# Hilfe mit CAN OPEN Layer 2 protocol



## blackdawn (7 April 2017)

Hallo Alle,
Ich benutze Wago 750-8203 mit CODESYS V2.3. Ich habe Atlas Copco MKIV lokale Steuerung und muss ich die Daten von diese Steuerung gegen CAN Open Master kriegen. Ich benutze die WagoCANLayer2_02.lib und habe meine FUP beigefügt. Ich habe eine Fehler dass ich nur "CAN_BUS_IDLE" bekomme. Kann mir jemend helfen. Was ist die Lösung ?

Danke für die Hilfe.


----------



## ccore (10 April 2017)

Hallo Blackdawn, 

in deinem Baustein CAN_OPEN hast du auch die Fehlermeldung, POU_not_enabled. 
Idle sagt ja nur das er aktuell nichts macht. Ich würde mal darauf tippen das wenn CAN_OPEN nicht aktiviert ist der Rest auch nichts machen kann. 

Gruß


----------



## .:WAGO::016346:. (10 April 2017)

Hallo Blackdawn,

der Enableeingang der CAN_OPEN Instanz darf nur so lange anliegen, bis die Schnittstelle erfolgreich geöffnet werden konnte.
Die Sende- und Empfangsbausteine sollte erst freigegeben werden, wenn die Schnittstelle geöffnet wurde.
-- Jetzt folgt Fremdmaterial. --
PR #2013, opened 2020-10-26
Google maps base tiles

### LINKED ISSUE #1988: Google maps as base layer
We should have an option to run with google maps as our base layer, as we need access to satellite imagery for remote sensing work.  We should still allow for our existing base layer to be used as a config option.

Zac-hills:
- "TILE_REQUEST_URL": "https://server.arcgisonline.com/ArcGIS/rest/services/World_Imagery/MapServer/tile/{z}/{y}/{x}.png"
- Use the above environment variable to change the map of the GeoPlot. (The above url should work for the aerial images and it is free)
closes #1988


phorne-uncharted:
I think go formatting is slightly off. `gofmt -s -w .` should fix all files if nothing else works. There are also a couple of commented out lines that should probably be removed.

PR #2040, opened 2020-11-03
#2029 error color fix in facets

### LINKED ISSUE #2029: Histogram red doesn't match other uses
The red used in the histograms doesn't match the red used else for error representation:

image

karlolsonuc:
Fixes #2029. Just reused the colors from the table error styling - one line change.


Zac-hills (commented):
One thing that might be useful is moving all these colors into the color.ts file. I noticed a lot of hardcoded color values throughout the components.

Zac-hills (approved):

Issue #351, opened 2018-11-28
Layer 2: Metallb shouldn't reply on interface with NOARP flag


kvaps:
**Is this a bug report or a feature request?**:

Feature request

**What happened**:

Speaker sends replies to any interface, even if arp disabled for it 

**What you expected to happen**:

If interface have NOARP flag set, speaker should ignore it.

**How to reproduce it (as minimally and precisely as possible)**:

```
ip link set dev <interface> arp off
```
Then try to arping

**Anything else we need to know?**:

Related #349

**Environment**:
- MetalLB version:
- Kubernetes version:
- BGP router type/version:
- OS (e.g. from /etc/os-release):
- Kernel (e.g. `uname -a`):

kvaps:
@danderson , what do you thinking about using https://github.com/mickep76/netlink for identify flags on interfaces?

danderson:
I'm not a huge fan of adding a dependency, especially one that uses syscall and unsafe. Those are hard to get right, even for experienced Go programmers.

The one netlink library I trust is the one by @mdlayher . It's very well tested, and Matt's got a bunch of experience with kernel interfacing. But AFAICT, he hasn't implemented interface reading, so we'd have to add that on top of the base netlink (or genetlink? Not sure) package.

I mean, with that said, if I get a PR with anything, I'll probably merge it. If it's not using mdlayher's netlink packages, I'll just file an extra bug to remind me to change it later ;)

kvaps:
Ok, right now, I'm trying to parse noarp from `/sys/class/net/<interface>/flags` using only standard libs

danderson:
Hmm, actually, it looks like that repository is mostly just copy/pasting the linux implementation of net.Interfaces, and adding support for more flags. If we're going to just do that anyway, I would prefer it if we just copy/paste our own implementation using https://golang.org/src/net/interface_linux.go as a reference. That way we can tailor it to exactly the data we need.

But like I said, if you're sending a PR, I'll merge it if it's not hugely unsafe. Worst case I'll just file a bug to think about improving it later, but that's not a big deal.

kvaps:
HI, I have success with another netlink library: `github.com/vishvananda/netlink`. It's well tested too.
[...]

PR #350, opened 2018-11-28
Layer 2: do not listen slave interfaces

kvaps:
**What this PR does / why we need it**:

This PR disables listening on interfaces which have master

**Which issue(s) this PR fixes**:
Fixes #349

**Special notes for your reviewer**:

PR #352, opened 2018-11-28
Layer 2: do not listen slave and noarp interfaces (via netlink)

### LINKED ISSUE #349: Layer 2: MetalLB shouldn't listen on interfaces which have master

BUG

**What happened**:

My nodes have a lot of interfaces, eg. 4 hardware interfaces, 2 bonding, bridge, vlans, and veth interfaces.

When I use arping, I have 8 replies from the metallb speaker. From each interface which passing the traffic.

Eg if you have the next scheme:
```
   |       |
[eth0]   [eth1]
    \     /
    [bond0]
       |
     [br0]
```

I will get answer from all of them. That's totally wrong because connectivity will not work if ip address will be associated with interface which have master (`eth0`, `eth1` or `bond0`)

I expected answer only from `br0` interface.

**Environment**:
- MetalLB version:
- Kubernetes version:
- BGP router type/version:
- OS (e.g. from /etc/os-release):
- Kernel (e.g. `uname -a`):

kvaps:

This PR disables listening on interfaces which have master or NOARP flag set.
It also overrides previous check from #350 

**Which issue(s) this PR fixes** :

Fixes #349, #351

There is new library included: `github.com/vishvananda/netlink`. It's well tested too.
Kubernetes uses it in [ipvs proxier](https://github.com/kubernetes/kubernetes/blob/master/pkg/proxy/ipvs/netlink_linux.go) and [kubenet](https://github.com/kubernetes/kubernetes/blob/master/pkg/kubelet/dockershim/network/kubenet/kubenet_linux.go) projects.

### DIFF
--- a/internal/layer2/announcer.go
+++ b/internal/layer2/announcer.go
@@ -6,6 +6,8 @@ import (
 	"time"
 
 	"github.com/go-kit/kit/log"
+	"github.com/vishvananda/netlink"
+	"golang.org/x/sys/unix"
 )
 
 // Announce is used to "announce" new IPs mapped to the node's MAC address.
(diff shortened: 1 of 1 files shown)


internal/layer2/announcer.go
```diff
@@ -60,11 +61,19 @@ func (a *Announce) updateInterfaces() {
 			l.Log("op", "getAddresses", "error", err, "msg", "couldn't get addresses for interface")
 			return
 		}
+		link, err := netlink.LinkByName(ifi.Name)
+		if err != nil {
```
kvaps: Do we need this error check here?

internal/layer2/announcer.go
```diff
@@ -60,11 +61,19 @@ func (a *Announce) updateInterfaces() {
...
+			l.Log("op", "getAttrs", "error", err, "msg", "couldn't get attributes for interface")
+			return
+		}
```
kvaps: Do we need this error check here?

kvaps:
Close due #353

Falls die CAN Schnittstelle vorher auf CANopen eingestellt war, ist unter Umständen ein Neustart mit dem neuen Projekt notwendig.
Die angehängte Grafik zeigt ein Minimalprogramm:


----------



## blackdawn (10 April 2017)

Hallo Wago Support Team,
Vielen Dank für ihre Antwort. Ich habe die Lösung versucht aber meien Program ziegt die gleichen Fehler. Ich weiß nicht ob CAN-ID Falsch ist, es zeigt diese Fehler? Könnten Sie mir helfen. 

Danke für die Hilfe

BG
Fazil.


----------



## .:WAGO::016346:. (11 April 2017)

Hallo Fazil,

wurde in der Steuerungskonfiguration das Gerät "CAN Layer2 Device" ausgewählt?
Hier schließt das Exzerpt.